CS 330

Summer 2007

Assignment #3

Date Due: Tuesday, June 12

Reading: Chapter 15, pages 321-356 and Chapter 28, pages 725-742

Problems:

1. Page 577, problem 23-3 parts a. and b.

2. A centroid of a tree with n vertices is a vertex such that its deletion leaves no subtree with more than n/2 vertices.


         e---f
         |
         |
a---b----c
    |    |
    d    |
         g---h

Here vertex c is the centroid.

Write an algorithm to find a centroid of a tree. What is the complexity of your algorithm ?
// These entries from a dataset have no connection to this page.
PR #9943, opened 2025-02-03
Correctly calculate cpu_seconds for processtree

### LINKED ISSUE #9941: Logging of cpu-seconds will miss subprocesses that exit before the main process
The polling nature of cpu-seconds counting in

https://github.com/equinor/ert/blob/7c27a9cc3011a7dcd87e7d9242625811a6961949/src/_ert/forward_model_runner/forward_model_step.py#L206

will underestimate the cpu_seconds if the main process for the forward model step launches subprocesses that end earlier than the main process, as the process tree for a process that has ended does not exist in the kernel any longer.

berland:
If a subprocess in the processtree terminates early, its cpu_seconds value will be lost unless we keep all values pr. pid until the end.

Since pids can be reused (although with little probability) we need to detect this through a decreasing cpu_second value for a pid that has already been observed in the processtree.

The test has been modified in order to trigger this scenario.

**Issue**
Resolves #9941 

**Approach**
🗒️ Do the book-keeping necessary.

      --exec 'just rapid-tests'`)

## When applicable

### DIFF
--- a/src/_ert/forward_model_runner/forward_model_step.py
+++ b/src/_ert/forward_model_runner/forward_model_step.py
@@ -8,6 +8,7 @@ import signal
 import socket
 import sys
 import time
+import uuid
 from collections.abc import Generator, Sequence
 from datetime import datetime as dt
 from pathlib import Path
@@ -186,8 +187,8 @@ class ForwardModelStep:
         exit_code = None
 
         max_memory_usage = 0
-        max_cpu_seconds = 0
         fm_step_pids = {int(process.pid)}
+        cpu_seconds_pr_pid: dict[str, float] = {}
         while True:
             try:
                 exit_code = process.wait(timeout=self.MEMORY_POLL_PERIOD)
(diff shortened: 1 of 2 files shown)


src/_ert/forward_model_runner/forward_model_step.py
```diff
@@ -203,8 +204,19 @@ def _run(self) -> Generator[Start | Exited | Running]:
                     yield potential_exited_msg
                     return
 
-            (memory_rss, cpu_seconds, oom_score, pids) = _get_processtree_data(process)
-            max_cpu_seconds = max(max_cpu_seconds, cpu_seconds or 0)
+            (memory_rss, cpu_seconds_snapshot, oom_score, pids) = _get_processtree_data(
+                process
+            )
+            for pid, seconds in cpu_seconds_snapshot.items():
```
eivindjahren, line 210: You could extract this part to make it easier to test:
```python
@dataclass
class CpuTimer:
  _cpu_seconds_pr_pid: dict[str, float] = field(default_factory=dict, init=False)

  def update(self, cpu_seconds_snapshot):
    ...

  def total_cpu_seconds(self):
    return sum(self._cpu_seconds_pr_pid.values())
```

Then you can easily test the logic by giving it fake `cpu_seconds_snapshots`.

eivindjahren (approved):
I had a small suggestion about improving the testability of the logic, but I see no need to block merging. The suggested refactoring and adding of testing can be done in a separate PR.

PR #9948, opened 2025-02-03
Log pending time for a job

### LINKED ISSUE #9340: Log pending time for a realization
A nice-to-have log statistic is the time spent Pending in the cluster.

This can be accomplished by a log statement in `src/ert/scheduler/job.py`. 

It should include `self.real.num_cpu` as that is a parameter that probably affects the time spent pending.

berland:
**Issue**
Resolves #9340 

**Approach**
🗒️ 

      --exec 'just rapid-tests'`)

## When applicable

### DIFF
--- a/src/ert/scheduler/job.py
+++ b/src/ert/scheduler/job.py
@@ -109,6 +109,7 @@ class Job:
             if self._scheduler.submit_sleep_state:
                 await self._scheduler.submit_sleep_state.sleep_until_we_can_submit()
             await self._send(JobState.SUBMITTING)
+            submit_time = time.time()
             try:
                 await self.driver.submit(
                     self.real.iens,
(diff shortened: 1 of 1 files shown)


berland:
Open questions:
* Should we log num_cpu and realization_memory as well as done currently in the PR? These are mostly constant for each realization, and can probably also be fetched through the span id.
* If yes to the above, should we include SUBMIT_SLEEP as well?

@andreas-el , you are probably opinionated on how much hassle it is to fetch the data via the span id if we don't include it in each log message.

eivindjahren (approved):
I'll let @andreas-el answer the follow up questions, but this seems ready to go in.

andreas-el:
> Open questions:
> 
> * Should we log num_cpu and realization_memory as well as done currently in the PR? These are mostly constant for each realization, and can probably also be fetched through the span id.
> * If yes to the above, should we include SUBMIT_SLEEP as well?
> 
> @andreas-el , you are probably opinionated on how much hassle it is to fetch the data via the span id if we don't include it in each log message.

I can't see why this won't work nicely. We already look up all kinds of data using the span-id. Go ahead!

PR #9962, opened 2025-02-05
Replace _wait_until with wait_until

xjules:
**Issue**
Utility function _wait_until is used only in a single test function, ~~so moving it there.~~ replacing it with another (similar) one.

**Approach**
:car: 

      --exec 'just rapid-tests'`)

## When applicable

### DIFF
--- a/tests/ert/unit_tests/forward_model_runner/test_fm_dispatch.py
+++ b/tests/ert/unit_tests/forward_model_runner/test_fm_dispatch.py
@@ -25,15 +25,9 @@ from _ert.forward_model_runner.fm_dispatch import (
 )
 from _ert.forward_model_runner.forward_model_step import killed_by_oom
 from _ert.forward_model_runner.reporting import Event, Interactive, Reporter
-from _ert.forward_model_runner.reporting.message import (
-    Finish,
-    Init,
-    Message,
-)
+from _ert.forward_model_runner.reporting.message import Finish, Init, Message
 from _ert.threading import ErtThread
 from tests.ert.utils import MockZMQServer, wait_until
-
-from .test_event_reporter import _wait_until
 
 
 @pytest.mark.integration_test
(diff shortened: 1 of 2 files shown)


tests/ert/unit_tests/forward_model_runner/test_fm_dispatch.py
```diff
@@ -312,6 +307,12 @@ def test_retry_of_jobs_json_file_read(unused_tcp_port, tmp_path, monkeypatch, ca
         }
     )
 
+    def _wait_until(condition, timeout, fail_msg):
+        start = time.time()
+        while not condition():
+            assert start + timeout > time.time(), fail_msg
+            time.sleep(0.1)
+
```
jonathan-eq, line 315: If it is only used one place, do we need it as a separate function?

xjules: Maybe. Shall I refactor then?

jonathan-eq: I think that would be good yes. `while not condition()` does not read too well without any typing.

xjules: Actually there is another `wait_until` function. I will use that one.

DanSava (approved):
Looks good to me! :rocket:

tests/ert/unit_tests/forward_model_runner/test_fm_dispatch.py
```diff
@@ -313,11 +307,10 @@ def test_retry_of_jobs_json_file_read(unused_tcp_port, tmp_path, monkeypatch, ca
     )
 
     def create_jobs_file_after_lock():
-        _wait_until(
-            lambda: f"Could not find file {FORWARD_MODEL_DESCRIPTION_FILE}, retrying"
-            in caplog.text,
-            2,
-            f"Did not get expected log message from missing {FORWARD_MODEL_DESCRIPTION_FILE}",
+        wait_until(
+            lambda: f"Could not find file {FORWARD_MODEL_DESCRIPTION_FILE}, retrying",
```
jonathan-eq, line 311: I think this lambda is missing `in caplog.txt`, so it is actually not doing anything 🤔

You should be able to get a linear O(n) solution although partial credit will be given for a nonlinear algorithm.

3. i. Carry out Dijkstra's algorithm on the graph on page585, figure 24.2 of the textbook starting from vertex z.

ii. Does Dijkstra's algorithm work if you allow edge weights to be negative as well as positive ? Why or why not ?

4. Consider the greedy graph coloring algorithm given in class.

Show that for any graph G, there is an ordering of the vertices of G such that when you color G using the greedy graph coloring algorithm you get a minimal size coloring.

5. Page 627, problem 25.1-1

Do this problem only for the Faster all-pairs-shortest-paths algorithm.

6. Page 635, problem 25.2-6